* _WHAT IS BEING ASKED_
Your output should be the lines of the entries below, exactly, from the first one through the line that holds "## 🎯 Purpose".

* _GIVEN DATA_
PR #750, opened 2026-08-17
feat(fees): fee fields and payer authorization on the wire format

erhant:
## 🎯 Purpose

Third PR of the fees train (#746 → #747 → **#750** → #752 → #753 → #754 → #758 → #762). It puts the fee subsystem's data on the wire: every public transaction message now carries signed fee fields (`payer`, `gas_limit`, `tip`, `max_fee`), and the witness set can carry a sponsor's fee authorization.

> [!IMPORTANT]
> **This PR is consensus-relevant: it changes the public message hash layout.** The four fee fields sit flat on `Message` after `instruction_data` and are covered by the Borsh-serialized message hash, so every witness signature authorizes them — tampering with a fee field after signing invalidates the whole witness set. The pinned-hash unit test was updated accordingly (+64 zero bytes for `FeeFields::ZERO`). This is the part to review most carefully.

Design ruling baked in here (fees team, Q1): **the payer is always explicitly designated on the message, never inferred from the witness set.** A payer is fee-authorized iff it is one of the ordinary signers *or* it supplies the dedicated fee witness — which is what makes sponsored/third-party fee payment expressible at the wire level.

Nothing is enforced yet: fee fields are carried, hashed, and displayed, but no code charges, meters, or rejects based on them. Beyond the serialization change, this PR is behaviorally inert.

## ⚙️ Approach

**`lee`: wire format + authorization rules**

- [x] Add fee fields to the public `Message` (`lee/state_machine/src/public_transaction/message.rs`), flat after `instruction_data`, covered by the message hash.
  - `Message::try_new` keeps its arity and fills in `FeeFields::ZERO` — correct for exempt/system transactions and while the zero-fee policy holds. Charged construction goes through the new `try_new_with_fees`; `new_preserialized` gains the `fees` parameter. This wrapper strategy is deliberate churn control: dozens of existing call sites stay untouched until the enforcement PRs flip them over.
- [x] Add an optional `fee_witness` slot to `WitnessSet` (`witness_set.rs`): `with_fee_signer` attaches a sponsor's signature over the same message hash, `is_valid_for` chains it into verification (an invalid fee witness invalidates the set).
- [x] New `lee::fees` module (`lee/state_machine/src/fees.rs`): `FeeFields` (+ `ZERO`), `SYSTEM_PAYER = [0; 32]` (the fee-exempt payer recorded on system-generated transactions), the `SignedMessage` trait, and the authorization rules `fee_authorized_account_ids` / `is_fee_authorized`.

**Wallet wiring** (folded in so the new fields are exercised end to end)

- [x] The wallet designates the transaction's **first public signing account** as payer (`AccountManager::fee_payer_account_id`); its ordinary signature already fee-authorizes it, so no separate fee witness is needed. `send_pub_tx`'s signature is unchanged.
- [x] Defaults (`lez/wallet/src/lib.rs`): `DEFAULT_GAS_LIMIT = 2_000_000` (~3× the widest measured program call, 1/5 of the per-block cap), tip `0`, and `DEFAULT_MAX_FEE = (2M gas + 100k data bytes) × 64 assumed base fee = 134,400,000` — sized against 8× the genesis-minimum base fee so defaults survive early congestion without re-signing.

**Read path + fallout**

- [x] Indexer protocol carries the fee fields (`lez/indexer/service/protocol/src/{lib,convert}.rs`) and the explorer displays payer / gas limit / tip / max fee on transaction details.
- [x] The indexer **FFI surface is deliberately lossy for now**: fee fields are dropped on the way out and reconstructed as zeros on the way in, both sites FIXME'd (`lez/indexer/ffi/src/api/types/transaction.rs`).
- [x] The 64-byte message growth tripped `clippy::large_enum_variant` on the sequencer's gossip `TxEvaluation`; suppressed with a reasoned `#[expect]` (boxing would allocate on the hot validation path).
- [x] `test_fixtures/fixtures/prebuilt_sequencer_db.dump` regenerated (message layout change).

**Deliberately not changed**: deployment messages did **not** gain fee fields — the deployment message is unsigned (no witness set), so its fee fields await the deployment signing / replay-protection design (open spec question). No guest binary changes in this PR (`artifacts/` untouched).

## 🧪 How to Test

Mirror CI:

```sh
RISC0_DEV_MODE=1 cargo nextest run -p integration_tests -p test_fixtures
cargo +nightly fmt --check && taplo fmt --check && cargo machete && cargo deny check
```

Unit tests in `lee` cover the new surface directly:

- `fees.rs`: self-payer authorized by its ordinary signature; sponsor payer rejected without and accepted with the fee witness; tampered fee fields invalidate every signature (proving the fields are inside the signed hash); a fee witness over the wrong message invalidates the set; zero-fields Borsh round trip.
- `message.rs`: the pinned byte-level hash preimage test, updated for the 64 appended fee bytes.
- `account_manager.rs`: payer selection (first public account; `None` when there is no public account).

## 🔗 Dependencies

- #747 (fee computations) — base of this branch.

## 🔜 Future Work

- Gas metering in the VM (#752), fee assessment + block producer integration (#753), enforcement in the state machine (#754), and mempool admission checks (#758), with the fee-aware integration-suite conversion closing the train (#762) — until then the fields are carried but never enforced.
- Fee fields on deployment messages, pending the deployment signing / replay-protection spec ruling.
- Carry fee fields (and the fee witness) across the indexer FFI instead of zeroing them.

## 📋 PR Completion Checklist

- [x] Complete PR description
- [x] Add/update tests


lee/state_machine/src/public_transaction/message.rs
```diff
@@ -16,6 +16,10 @@ pub struct Message {
     pub account_ids: Vec<AccountId>,
     pub nonces: Vec<Nonce>,
     pub instruction_data: InstructionData,
+    pub payer: AccountId,
+    pub gas_limit: u64,
+    pub tip: u64,
```
jonesmarvin8: Can we introduce aliases for these u64's to avoid hardcoding types (and to match with previous conventions of using aliases.

lee/state_machine/src/public_transaction/message.rs
```diff
@@ -16,6 +16,10 @@ pub struct Message {
...
+    pub max_fee: u128,
```
Arjentix: So I get why we need `gas_limit` and `max_fee`, but I don't get why we need `payer` and `tip`...

lee/state_machine/src/public_transaction/message.rs
Arjentix, line 23: Let's apply destructuring pattern here to not to forget to update this impl in future if needed

lee/state_machine/src/public_transaction/message.rs
```diff
@@ -58,15 +86,25 @@ impl Message {
...
+            gas_limit: fees.gas_limit,
+            tip: fees.tip,
+            max_fee: fees.max_fee,
         }
     }
 
+    #[must_use]
+    pub const fn fees(&self) -> FeeFields {
+        FeeFields::new(self.payer, self.gas_limit, self.tip, self.max_fee)
+    }
```
Arjentix: Maybe better to name it `FeeInfo` and store it as `fee_info` field?

lee/state_machine/src/public_transaction/witness_set.rs
```diff
@@ -22,13 +23,35 @@ impl WitnessSet {
...
         Self {
             signatures_and_public_keys,
+            fee_witness: None,
         }
     }
 
+    /// Adds a sponsor's fee authorization: a signature over the same message
+    /// hash by an account outside the ordinary witness set.
+    #[must_use]
+    pub fn with_fee_signer(mut self, message: &Message, payer_key: &PrivateKey) -> Self {
```
Arjentix: This creates the possibility to first create witness for one message and then add fee signer for another message...

I understand that this is just simpler for backward-compatibility, but I suggest to fix it somehow. Shouldn't fees be obligatory? Then we can move payer to the `for_message()` constructor

lee/state_machine/src/public_transaction/witness_set.rs
```diff
@@ -50,6 +73,23 @@ impl WitnessSet {
     pub const fn from_raw_parts(signatures_and_public_keys: Vec<(Signature, PublicKey)>) -> Self {
         Self {
             signatures_and_public_keys,
+            fee_witness: None,
+        }
+    }
```
Arjentix: Not so `from_raw_parts()` anymore... As well as `into_raw_parts()`

lee/state_machine/src/public_transaction/witness_set.rs
```diff
@@ -50,6 +73,23 @@ impl WitnessSet {
...
+    #[must_use]
+    pub const fn from_raw_parts_with_fee_witness(
+        signatures_and_public_keys: Vec<(Signature, PublicKey)>,
+        fee_witness: Option<(Signature, PublicKey)>,
+    ) -> Self {
+        Self {
+            signatures_and_public_keys,
+            fee_witness,
         }
     }
```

* _ANSWER SECTION_
PR #750, opened 2026-08-17
feat(fees): fee fields and payer authorization on the wire format

erhant:
## 🎯 Purpose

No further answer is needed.